- Description of the task
From the records below, transcribe only the lines running from the one with "Issue #1651, opened 2023-01-18" through the one with "We are adding". Keep both of those end lines.

(Data listing)

PR #476, opened 2022-05-03
core: add logs for bcast and scheduler

dB2510:
Adds logs for successful and failed broadcast in bcast component and improves logs in scheduler from debug to info

category: refactor
ticket: #000
featureset: stable

### DIFF
--- a/core/bcast/bcast.go
+++ b/core/bcast/bcast.go
@@ -66,9 +66,7 @@ func (b Broadcaster) Broadcast(ctx context.Context, duty core.Duty,
 		}
 
 		err = b.eth2Cl.SubmitAttestations(ctx, []*eth2p0.Attestation{att})
-		if err != nil {
-			log.Error(ctx, "Failed to submit attestation to beacon node", err, z.Int("slot", int(duty.Slot)))
-		} else {
+		if err == nil {
 			log.Info(ctx, "Attestation submitted successfully to beacon node", z.Int("slot", int(duty.Slot)))
 		}
 
@@ -80,13 +78,11 @@ func (b Broadcaster) Broadcast(ctx context.Context, duty core.Duty,
 		}
 
 		err = b.eth2Cl.SubmitBeaconBlock(ctx, block)
-		if err != nil {
-			log.Error(ctx, "Failed to submit block to beacon node", err, z.Int("slot", int(duty.Slot)))
-		} else {
+		if err == nil {
 			log.Info(ctx, "Block submitted successfully to beacon node", z.Int("slot", int(duty.Slot)))
 		}
 
-		return b.eth2Cl.SubmitBeaconBlock(ctx, block)
+		return err
 	case core.DutyRandao:
 		// Randao is an internal duty, not broadcasted to beacon chain
 		return nil
--- a/core/bcast/bcast.go
+++ b/core/bcast/bcast.go
@@ -24,6 +24,8 @@ import (
 	eth2p0 "github.com/attestantio/go-eth2-client/spec/phase0"
 
 	"github.com/obolnetwork/charon/app/errors"
+	"github.com/obolnetwork/charon/app/log"
+	"github.com/obolnetwork/charon/app/z"
 	"github.com/obolnetwork/charon/core"
 )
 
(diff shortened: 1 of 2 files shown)


core/bcast/bcast.go
```diff
@@ -63,13 +65,27 @@ func (b Broadcaster) Broadcast(ctx context.Context, duty core.Duty,
...
+		return err
 	case core.DutyProposer:
 		block, err := core.DecodeBlockAggSignedData(aggData)
 		if err != nil {
 			return err
 		}
 
+		err = b.eth2Cl.SubmitBeaconBlock(ctx, block)
+		if err != nil {
+			log.Info(ctx, "Block submitted successfully to beacon node", z.Int("slot", int(duty.Slot)))
```
xenowits, line 84: Lines 84 and 86 are interchanged

core/bcast/bcast.go
```diff
@@ -63,13 +65,27 @@ func (b Broadcaster) Broadcast(ctx context.Context, duty core.Duty,
 			return err
 		}
 
-		return b.eth2Cl.SubmitAttestations(ctx, []*eth2p0.Attestation{att})
+		err = b.eth2Cl.SubmitAttestations(ctx, []*eth2p0.Attestation{att})
+		if err == nil {
```
xenowits, line 69: use either `err != nil` first or `err == nil` consistently, though i'd prefer the first one

xenowits (approved):

core/bcast/bcast.go
dB2510: done

core/bcast/bcast.go
dB2510: corrected

corverroos: should be `if err == nil {`

core/bcast/bcast.go
```diff
@@ -63,13 +65,27 @@ func (b Broadcaster) Broadcast(ctx context.Context, duty core.Duty,
 			return err
 		}
 
-		return b.eth2Cl.SubmitAttestations(ctx, []*eth2p0.Attestation{att})
+		err = b.eth2Cl.SubmitAttestations(ctx, []*eth2p0.Attestation{att})
+		if err != nil {
+			log.Error(ctx, "Failed to submit attestation to beacon node", err, z.Int("slot", int(duty.Slot)))
```
corverroos, line 70: as per go guidelines, do not log AND return errors

core/scheduler/scheduler.go
```diff
@@ -114,7 +114,7 @@ func (s *Scheduler) Run() error {
 			return nil
 		case slot := <-slotTicker:
 			slotCtx := log.WithCtx(ctx, z.I64("slot", slot.Slot))
-			log.Debug(slotCtx, "Slot ticked")
+			log.Info(slotCtx, "Slot ticked")
```
corverroos, line 117: mmmm, not sure about this, lets leave as debug for now.

core/scheduler/scheduler.go
```diff
@@ -446,7 +444,7 @@ func resolveActiveValidators(ctx context.Context, eth2Cl eth2Provider,
 	var resp []validator
 	for index, val := range vals {
 		if !val.Status.IsActive() {
-			log.Debug(ctx, "skipping inactive validator", z.U64("index", uint64(index)))
+			log.Info(ctx, "skipping inactive validator", z.U64("index", uint64(index)))
```
corverroos, line 447: This will spam each time it fetches validators

corverroos (approved):
LGTM

core/bcast/bcast.go
dB2510: yeah you are right, we shouldn't log and return errors. but i added this to log so that it will be visible in logs at the time running charon-docker-compose or individual node.

Although, since we are returning error it will get propagated between core components

core/scheduler/scheduler.go
dB2510: sure

core/scheduler/scheduler.go
dB2510: only if validator is inactive. i think i should remove this

corverroos (approved):
LGTM

PR #477, opened 2022-05-04
core/validatorapi: ignore proposer duties error

dB2510:
Ignore the error for proposer duties as they are the rare ones. It is spamming in logs since it is being checked in every epoch.

category: bug
ticket: #000


corverroos (changes requested):
This is unsafe. If something is broken with `getPubShare`, we will NEVER know about it. Swallowing errors is a HUGE source of hidden bugs.

corverroos (approved):
LGTM

Issue #478, opened 2022-05-04
Implement Frost DKG


corverroos:
## Problem to be solved

We need a V1 DKG algorithm; something simple and compatible with our tbls library, preferably using kryptology. 

## Proposed solution

Implement Frost DKG from kryptology `github.com/coinbase/kryptology/pkg/dkg/frost`. See example `github.com/coinbase/kryptology/test/frost_dkg/bls`.

- Integrate into existing `dkg.Run` function

PR #483, opened 2022-05-05
cmd: wire dkg command

corverroos:
Wires the dkg command to the cli

category: feature
ticket: #478 
feature_set: stable

### DIFF
--- a/cmd/cmd.go
+++ b/cmd/cmd.go
@@ -26,6 +26,7 @@ import (
 
 	"github.com/obolnetwork/charon/app"
 	"github.com/obolnetwork/charon/app/errors"
+	"github.com/obolnetwork/charon/dkg"
 )
 
 const (
@@ -46,13 +47,14 @@ func New() *cobra.Command {
 		newRunCmd(app.Run),
 		newBootnodeCmd(RunBootnode),
 		newCreateClusterCmd(runCreateCluster),
+		newDKGCmd(dkg.Run),
 	)
 }
 
 func newRootCmd(cmds ...*cobra.Command) *cobra.Command {
 	root := &cobra.Command{
 		Use:   "charon",
-		Short: "Charon - The Ethereum DVT middleware client",
+		Short: "Charon - Proof of Stake Ethereum Distributed Validator Client",
 		Long:  `Charon enables the operation of Ethereum validators in a fault tolerant manner by splitting the validating keys across a group of trusted parties using threshold cryptography.`,
 		PersistentPreRunE: func(cmd *cobra.Command, args []string) error {
 			return initializeConfig(cmd)
--- a/cmd/dkg.go
+++ b/cmd/dkg.go
@@ -1,0 +1,52 @@
+// Copyright © 2022 Obol Labs Inc.
+//
+// This program is free software: you can redistribute it and/or modify it
+// under the terms of the GNU General Public License as published by the Free
+// Software Foundation, either version 3 of the License, or (at your option)
+// any later version.
+//
+// This program is distributed in the hope that it will be useful, but WITHOUT
+// ANY WARRANTY; without even the implied warranty of  MERCHANTABILITY or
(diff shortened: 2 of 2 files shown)


cmd/cmd.go
```diff
@@ -46,13 +47,14 @@ func New() *cobra.Command {
...
 		newCreateClusterCmd(runCreateCluster),
+		newDKGCmd(dkg.Run),
 	)
 }
 
 func newRootCmd(cmds ...*cobra.Command) *cobra.Command {
 	root := &cobra.Command{
 		Use:   "charon",
-		Short: "Charon - The Ethereum DVT middleware client",
+		Short: "Charon - Proof of Stake Ethereum Distributed Validator Client",
```
corverroos, line 57: aligning the latest github repo description

cmd/dkg.go
```diff
@@ -0,0 +1,52 @@
...
+import (
+	"context"
+
+	"github.com/spf13/cobra"
+	"github.com/spf13/pflag"
+
+	"github.com/obolnetwork/charon/dkg"
+)
+
+func newDKGCmd(runFunc func(context.Context, dkg.Config) error) *cobra.Command {
```
leolara, line 27: I don't understand the goal of passing runFunc instead of calling directly dkg.Run from here. Are we going to use this parameter with something different at some point?

leolara (approved):

cmd/dkg.go
```diff
@@ -0,0 +1,52 @@
...
+	var config dkg.Config
+
+	cmd := &cobra.Command{
+		Use:   "dkg",
+		Short: "Create distributed validator key shares by participating in a DKG ceremony",
+		Long: `Participate in a distributed key generation ceremony for a specific cluster definition that creates
+distributed validator key shares and a final cluster lock configuration. Note that all other cluster operators should run
+this command at the same time.`,
```
xenowits, line 35:
```suggestion
this command at the same time in order to participate in the ceremony.`,
```

cmd/dkg.go
```diff
@@ -0,0 +1,52 @@
...
+	bindDataDirFlag(cmd.Flags(), &config.DataDir)
+	bindDefDirFlag(cmd.Flags(), &config.DefFile)
+	bindP2PFlags(cmd.Flags(), &config.P2P)
+	bindLogFlags(cmd.Flags(), &config.Log)
+
+	return cmd
+}
+
+func bindDefDirFlag(flags *pflag.FlagSet, dataDir *string) {
+	flags.StringVar(dataDir, "definition-file", ".charon/cluster_definition.json", "The path to the cluster definition configuration file.")
```
xenowits, line 51:
```suggestion
	flags.StringVar(dataDir, "definition-file", ".charon/cluster_definition.json", "The path to the cluster definition file.")
```

xenowits (approved):

cmd/dkg.go
corverroos: yeah, this allows testing the configuration flags

cmd/dkg.go
corverroos: this feels unnecessary

xenowits: i reason i say so is because when i read `... at the same time` for the first time, it looked to me as if everyone should be perfectly synced to the clock to join a ceremony which i suppose is not the case.

corverroos: sure, but your suggestion doesn't clarify that.

corverroos: And they do need to run it at the same time, they just do not need to start it as the same time 😉

xenowits: yeah i mean this: they can start at different times

cmd/dkg.go
corverroos: cool

cmd/dkg.go
leolara: ok

Issue #442, opened 2022-04-25
Refactor to use a create command with subcommands


OisinKyne:
## Problem to be solved

To clean up the charon [command] output, we want to nest a number of subcommands under `charon create`. 

## Proposed solution

Add the following commands under `charon create`
- `enr`: Create an Ethereum Node Record private key to identify charon
- `dkg`: Create a charon DKG configuration file for `charon dkg`
- `cluster`: Create the configuration and private keys for a local cluster

### Out of Scope

The functions don't need to work for this ticket. They should just exist, have appropriate flags, perform appropriate validation, and error with meaningful errors.

OisinKyne:
Let me know if you want to jam on the feature flags for these commands if you want to take an opportunity to simplify them @dB2510

dB2510:
@OisinKyne sure let's get on call to discuss

PR #484, opened 2022-05-05
cmd: add create dkg command

corverroos:
Adds the `charon create dkg` command that generates a cluster definition file.

category: feature
ticket: #442

### DIFF
--- a/cmd/cmd.go
+++ b/cmd/cmd.go
@@ -48,6 +48,9 @@ func New() *cobra.Command {
 		newBootnodeCmd(RunBootnode),
 		newCreateClusterCmd(runCreateCluster),
 		newDKGCmd(dkg.Run),
+		newCreateCmd(
+			newCreateDKGCmd(runCreateDKG),
+		),
 	)
 }
 
--- a/cmd/create.go
+++ b/cmd/create.go
@@ -1,0 +1,31 @@
+// Copyright © 2022 Obol Labs Inc.
+//
+// This program is free software: you can redistribute it and/or modify it
+// under the terms of the GNU General Public License as published by the Free
+// Software Foundation, either version 3 of the License, or (at your option)
+// any later version.
+//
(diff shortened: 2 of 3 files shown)


cmd/cmd.go
```diff
@@ -48,6 +48,9 @@ func New() *cobra.Command {
 		newBootnodeCmd(RunBootnode),
 		newCreateClusterCmd(runCreateCluster),
 		newDKGCmd(dkg.Run),
+		newCreateCmd(
+			newCreateDKGCmd(runCreateDKG),
```
xenowits, line 52: `charon create dkg` just doesn't feel right to me

xenowits: i mean you can `do` a dkg but `creating` a dkg doesn't make sense to me

corverroos: I pushed for:
 - `charon define dkg` -> `cluster_definition.json`
 - `charon seal` -> `cluster_lock.json`
 - `charon run`
 
 Or for local cluster flow:
  - `charon define local`
  - `charon seal`
  - `charon run`
 
 But this this was rejected for:
  - `charon create dkg` -> `cluster_definition.json`
  - `charon dkg` -> `cluster_lock.json`
  - `charon run`

xenowits: is building a `cluster_definition` even part of a dkg?

xenowits: it's an input to a dkg, if i'm not wrong

dB2510: or we can do something like:
`charon create dkg-cluster`
or
`charon create dkg-config`

xenowits (approved):
Naming to be discussed later. Approving this for now!

cmd/cmd.go
leolara: Perhaps this should have been discussed as part of the ticket grooming. I don't think we should stop the merge of this because we do not agree on the command name. Let's create an issue and discuss it there the definete command name

PR #485, opened 2022-05-05
dkg: wait for peers to connect

corverroos:
Waits for all peers to connect before starting Frost DKG. This isn't required for keycast since it has retries built-in.

Also:
 - Improve logging
 - Make configuration files read-only
 - Add `DKGAlgo` to `charon create dkg` command.
 - Don't error when making folders (since this doesn't work in docker)

category: feature
ticket: #478 
feature_set: stable


xenowits (approved):
Looks good!

PR #486, opened 2022-05-05
app/log: remove caller from console logs

corverroos:
Removes the `{"caller": "dkg.go:121"}` field from console logs.

Reasoning:
 - The `caller` field present in ALL console logs adds more noise than signal.
 - Removing it reduces noise and focusses the logging on the message.
 - Console logs already include a "topic", so the general caller package/scope is already known.
 - Since we do structured logging, finding the source/caller is as easy as grepping the code base for the message.
 - Proposer production deployments should use JSON log format in any case.

category: refactor
ticket: none
feature_set: stable

### DIFF
--- a/app/log/config.go
+++ b/app/log/config.go
@@ -120,8 +120,6 @@ func buildConsoleLogger(level zapcore.Level, ws zapcore.WriteSyncer, opts ...fun
 			encoder, ws,
 			zap.NewAtomicLevelAt(level),
 		),
-		zap.WithCaller(true),
-		zap.AddCallerSkip(1),
 	)
 }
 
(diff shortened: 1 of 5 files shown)


corverroos:
Example result
image

dB2510 (approved):
I think we should keep the caller for DEBUG logs but remove it for INFO logs.
It gives you direct source of errors at the time of debugging even while you are writing a unit test and it fails. or a test fails in a github action. 

The caller line number instantly grabs attention to where the hell was the origin of that error.

corverroos:
Source of error is still present in the error stack trace.

corverroos:
Debug logs are for developers, Info logs are for customers.

Customers only care THAT stuff works. They do not care about HOW it works. 

As a customer, I really do not like spamming logs, I will never read them. If the logs are sparse, I will look at them and glean the important high level information (info logging). The sparser the logs, the better for customers.

PR #488, opened 2022-05-05
app/log: fix logfmt bug

corverroos:
This fixes a panic when using `logfmt` formatter and logging slices (which is doesn't support) by convertng any non-standard values to string first.

category: bug
ticket: none
feature_set: stable


corverroos:
Example logfmt output:
image

Issue #1651, opened 2023-01-18
Use fee-recipient addresses from cluster-definition v1.5.0


dB2510:
## Problem to be solved

We are adding support for multiple fee-recipient addresses as part of our v1.5.0 cluster definition upgrade. For more details refer [this](https://github.com/ObolNetwork/charon/issues/1645) issue. We need to add support for this in our core workflow.

## Proposed solution

We need to add support multiple fee-recipient addresses per validator public at following places:
- Update `setFeeRecipient` function in 
app.go to take multiple fee-recipient addresses as input parameter to submit proposal preparations. https://github.com/ObolNetwork/charon/blob/d7ee2681103c8896216f7a43e77c33c9b7e59eb7/app/app.go#L794
- Update validatorapi to take multiple fee-recipient addresses per validator in `NewComponent(..)` constructor and `TekuProposerConfig` method.
- Add unit tests for each change.

PR #1679, opened 2023-01-25
core: use multiple fee-recipient addresses

dB2510:
Uses multiple fee-recipient addresses from lock introduced in v1.5.

category: feature
ticket: #1651

### DIFF
--- a/app/app.go
+++ b/app/app.go
@@ -400,7 +400,7 @@ func wireCoreWorkflow(ctx context.Context, life *lifecycle.Manager, conf Config,
 	sched.SubscribeSlots(setFeeRecipient(eth2Cl, eth2Pubkeys, feeRecipientFunc))
 	sched.SubscribeSlots(tracker.NewInclDelayFunc(eth2Cl, sched.GetDutyDefinition))
 
-	fetch, err := fetcher.New(eth2Cl, feeRecipientAddrByCorePubkey)
+	fetch, err := fetcher.New(eth2Cl, feeRecipientFunc)
 	if err != nil {
 		return err
 	}
--- a/app/app.go
+++ b/app/app.go
@@ -328,8 +328,8 @@ func wireCoreWorkflow(ctx context.Context, life *lifecycle.Manager, conf Config,
 		eth2Pubkeys                  []eth2p0.BLSPubKey
 		pubshares                    []eth2p0.BLSPubKey
 		allPubSharesByKey            = make(map[core.PubKey]map[int]*bls_sig.PublicKey) // map[pubkey]map[shareIdx]pubshare
-		feeRecipientAddsByEth2Pubkey = make(map[eth2p0.BLSPubKey]string)
-		feeRecipientAddsByCorePubkey = make(map[core.PubKey]string)
+		feeRecipientAddrByEth2Pubkey = make(map[eth2p0.BLSPubKey]string)
+		feeRecipientAddrByCorePubkey = make(map[core.PubKey]string)
 	)
 	for i, dv := range lock.Validators {
 		pubkey, err := dv.PublicKey()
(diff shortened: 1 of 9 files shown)


app/app.go
```diff
@@ -317,14 +317,21 @@ func wireCoreWorkflow(ctx context.Context, life *lifecycle.Manager, conf Config,
...
 	var (
-		corePubkeys       []core.PubKey
-		eth2Pubkeys       []eth2p0.BLSPubKey
-		pubshares         []eth2p0.BLSPubKey
-		allPubSharesByKey = make(map[core.PubKey]map[int]*bls_sig.PublicKey) // map[pubkey]map[shareIdx]pubshare
+		corePubkeys                  []core.PubKey
+		eth2Pubkeys                  []eth2p0.BLSPubKey
+		pubshares                    []eth2p0.BLSPubKey
+		allPubSharesByKey            = make(map[core.PubKey]map[int]*bls_sig.PublicKey) // map[pubkey]map[shareIdx]pubshare
+		feeRecipientAddsByEth2Pubkey = make(map[eth2p0.BLSPubKey]string)
```
xenowits, line 331:
```suggestion
		feeRecipientAddrsByEth2Pubkey = make(map[eth2p0.BLSPubKey]string)
```
similarly for `feeRecipientAddsByEth2Pubkey`

app/app.go
```diff
@@ -772,7 +775,7 @@ func wireTracing(life *lifecycle.Manager, conf Config) error {
 
 // setFeeRecipient returns a slot subscriber for scheduler which calls prepare_beacon_proposer endpoint at start of each epoch.
 // TODO(dhruv): move this somewhere else once more use-cases like this becomes clear.
-func setFeeRecipient(eth2Cl eth2wrap.Client, pubkeys []eth2p0.BLSPubKey, feeRecipient string) func(ctx context.Context, slot core.Slot) error {
+func setFeeRecipient(eth2Cl eth2wrap.Client, pubkeys []eth2p0.BLSPubKey, feeRecipientByPubkey map[eth2p0.BLSPubKey]string) func(ctx context.Context, slot core.Slot) error {
```
corverroos, line 778: you are passing in pubkeys twice, only pass it in once.

core/validatorapi/teku.go
```diff
@@ -43,10 +43,15 @@ type TekuProposerConfigProvider interface {
...
 
 func (c Component) TekuProposerConfig(ctx context.Context) (TekuProposerConfigResponse, error) {
+	var defaultFeeRecipientAddr string
+	for _, addr := range c.feeRecipientAddressByPubkey {
+		defaultFeeRecipientAddr = addr
+		break
+	}
 	resp := TekuProposerConfigResponse{
 		Proposers: make(map[string]TekuProposerConfig),
 		Default: TekuProposerConfig{ // Default doesn't make sense, disable for now.
```
corverroos, line 53: as the comment says, "Default doesn't make sense, disable for now", rather just disable and use zero values for the rest.

core/validatorapi/validatorapi.go
```diff
@@ -58,7 +58,7 @@ func NewComponentInsecure(_ *testing.T, eth2Cl eth2wrap.Client, shareIdx int) (*
 //
 //nolint:gocognit
 func NewComponent(eth2Cl eth2wrap.Client, allPubSharesByKey map[core.PubKey]map[int]*bls_sig.PublicKey,
-	shareIdx int, feeRecipientAddress string, builderAPI bool, seenPubkeys func(core.PubKey),
+	shareIdx int, feeRecipientAddressByPubkey map[core.PubKey]string, builderAPI bool, seenPubkeys func(core.PubKey),
```
corverroos, line 61: same here, rather not pass in pubkeys twice, wouldn't it be better to use a single map with both shares and feerecipients? The other option is pass in a callback for `feeRecipientFunc func(core.Pubkey)string`

dB2510: Thanks for pointing out, went with `feeRecipientFunc func(core.Pubkey)string`

core/validatorapi/teku.go
```diff
@@ -36,7 +36,10 @@ type TekuBuilder struct {
 	Overrides map[string]string `json:"registration_overrides,omitempty"`
 }
 
-const gasLimit = 30000000
+const (
+	gasLimit    = 30000000
+	zeroAddress = "0x0000000000000000000000000000000000000000"
```
corverroos, line 41: zero values mean golang zero values, so do not populate the `Default`field. Just make sure Teku validation doesn't fail in this case.

dB2510: yup, tried that earlier unfortunately teku doesn't like that:
Screenshot 2023-01-25 at 4 23 41 PM

corverroos (approved):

(End Data listing)

- Response for this exercise
Issue #1651, opened 2023-01-18
Use fee-recipient addresses from cluster-definition v1.5.0


dB2510:
## Problem to be solved

We are adding support for multiple fee-recipient addresses as part of our v1.5.0 cluster definition upgrade. For more details refer [this](https://github.com/ObolNetwork/charon/issues/1645) issue. We need to add support for this in our core workflow.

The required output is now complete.